Friday, June 16, 2006

from the mouths of babes

a word from everybody's favourite busty boyfriend nabber, lindsay lohan:

"i may be on the red carpet in my couture dress, but i still have problems".

i think there's something in that for all of us, don't you?

i know i feel better about myself now.

thanks li-lo.

x

Wednesday, June 14, 2006

grave digger

my mobile started ringing.

a number which i assumed to be my friend miss sam's work number was flashing on the screen.

kanye west's 'gold digger' was playing on the stereo.

i picked up the phone and began serenading miss sam with the dulcet tones of my best "black man voice" (and continued booty dancing the fuck out of my living room).

"you know why
it take too much to touch her
from what I heard she got a baby by busta
my best friend say she use to fuck wit usher

i don't care what none of ya'll say
i still love her..."


i stop "singing" and there is silence on the other end of the phone.

"miss sam?" i say, realising suddenly that it may not actually be miss sam and that i may thus have to kill myself when i get off the phone.

"MISS SAM?!? please tell me that's you..."

i'm panicking now.

"la nadine?" said the unrecognisable (MALE!) voice on the other end.

"OH FUCK!" screamed my brain.

"la nadine, its ******** ********, i made your father's gravestone. you called me last week about making your mother's too."

...

...

...

...

...

worst. phone. call. ever.

*dies*

Tuesday, June 13, 2006

haikulapalooza

this was possibly the worst idea i've ever had.
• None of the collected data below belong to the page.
PR #1706, opened 2026-07-29
feat(*sum): treat uppercase variant of *sums as checksum file

scop:


test/fixtures/sha256sum/SHA256SUMS
scop, line 1: Removed the lowercase `sha256sums` at it would have caused a case insensitivity naming conflict in the repo. The lowercase `sha256sums.txt` still provides a bit of coverage for that case.

akinomyoga (approved):

PR #1713, opened 2026-08-02
feat(dockerfmt): add fallback 3rd party completion loader

scop:
https://github.com/reteps/dockerfmt#usage

### DIFF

but a promise is a promise.

so here goes.

x

- TOBYtoby said...

A haiku about The Penis?
About the surreal fantasm that is RYWHM?


the penis:

a 'ku de cock, huh?
'tis an ugly thing alright.
but still i want it.

the surreal fantasm that is rywhm (for fuck's tobytoby, demanding much?):

of course i love fits,
but take the pressure down some.
i'm not a machine.


x

- MelbourneGirl said...

how about a haiku on why the pebble and sand garden must always be raked. or perhaps how the rain is always wet. or why the master ninja looks particularly dumpy in black this season.


pass.

too fruity, melbournegirl, way too fruity.

x

- Christine Keeler said...

Haiku topic:

Phillips head screwdrivers. Please.


screwdrivers are ace,
'spesh those phillips head ones.
or so i'm told, ay.


x

- Jess said...

A haiku about me - I am not a bad person, after all. Oh shucks. Forget me, do a haiku on how LOVELY you are x


miss jess is 'da bomb',
she slays me with the funnies.
and i am lovely.


x

- treespotter said...

may be about toilets... not really sure why that is. similarly uninspired here. can't help.


toilets are of use
when you need to "expel" stuff
from deep down inside.


x

- Boysenberry said...

Possibly a haiku about lacking ideas?


but then he proceeded to write one of his very own.
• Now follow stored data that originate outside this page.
PR #177, opened 2018-07-03
Close menu on pressing escape key or clicking elsewhere

wishdasher:


wishdasher:
Uses refs to do the clicking to close. I wasn't able to figure out how to fix the flow errors, so I tyepd `handleClick` with `any` and added a `$FlowFixMe` somewhere.

jeresig:

Built with commit d12c724eda3c4bfa12467b6d4f966c2834e3ec70

https://deploy-preview-177--wonder-blocks.netlify.com

packages/wonder-blocks-dropdown/components/dropdown-core.js
```diff
@@ -38,33 +43,98 @@ type DropdownCoreProps = {
 };
 
 export default class DropdownCore extends React.Component<DropdownCoreProps> {
+    node: ?HTMLDivElement;
+    // TODO(sophie): figure out flow typing
+    handleClick: (event: any) => void;
```
kevinbarabash: The `any` can be a `SyntheticMouseEvent<"click">` I think.  See https://www.saltycrane.com/flow-type-cheat-sheet/latest/.

kevinbarabash: I see, you have it defined below... you shouldn't have to define it here as well.

packages/wonder-blocks-dropdown/components/dropdown-core.js
```diff
@@ -38,33 +43,98 @@ type DropdownCoreProps = {
...
+
+    componentWillMount() {
+        document.addEventListener("click", this.handleClick, false);
+    }
+
+    componentWillUnmount() {
+        document.removeEventListener("click", this.handleClick, false);
+    }
+
+    handleClick(event: SyntheticEvent<>) {
```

and i feel writing my own now would be unoriginal.

cope.

x

- Mex said...

what about one on pole dancing?


what about one on pole dancing indeed!

bruised is my body
yet i long to climb, to spin
the pole owns me now.


x

- mscynic said...

I would like a haiku on the stoush between Gretel and Michael.


gretel and michael,
she sure smacked his bitch up good
how great's the word 'stoush'?


x

- treespotter and melbournegirl then proceeded to have a discussion about whether or not lying is gendered. neither of them asked me to write a haiku about it, but i have decided to do so all the same.

all men are liars
sang toni "whore-face" pearen
in some stupid film


x

- thomasr said...

to a top bird:

Shall I compare thee to a summer's day?
Thou art more lovely and more temperate.
Rough winds do shake the darling buds of May,
And summer's lease hath all too short a date.


um, thanks thomasr. did you make that up yourself? it sounds awfully familiar.

i am not sure if you want me to write a haiku about it, but i have decided not to, if its all the same to you.

x

- Tuppence said...

I would like to hear a haiku about the salmon benny at Katipo.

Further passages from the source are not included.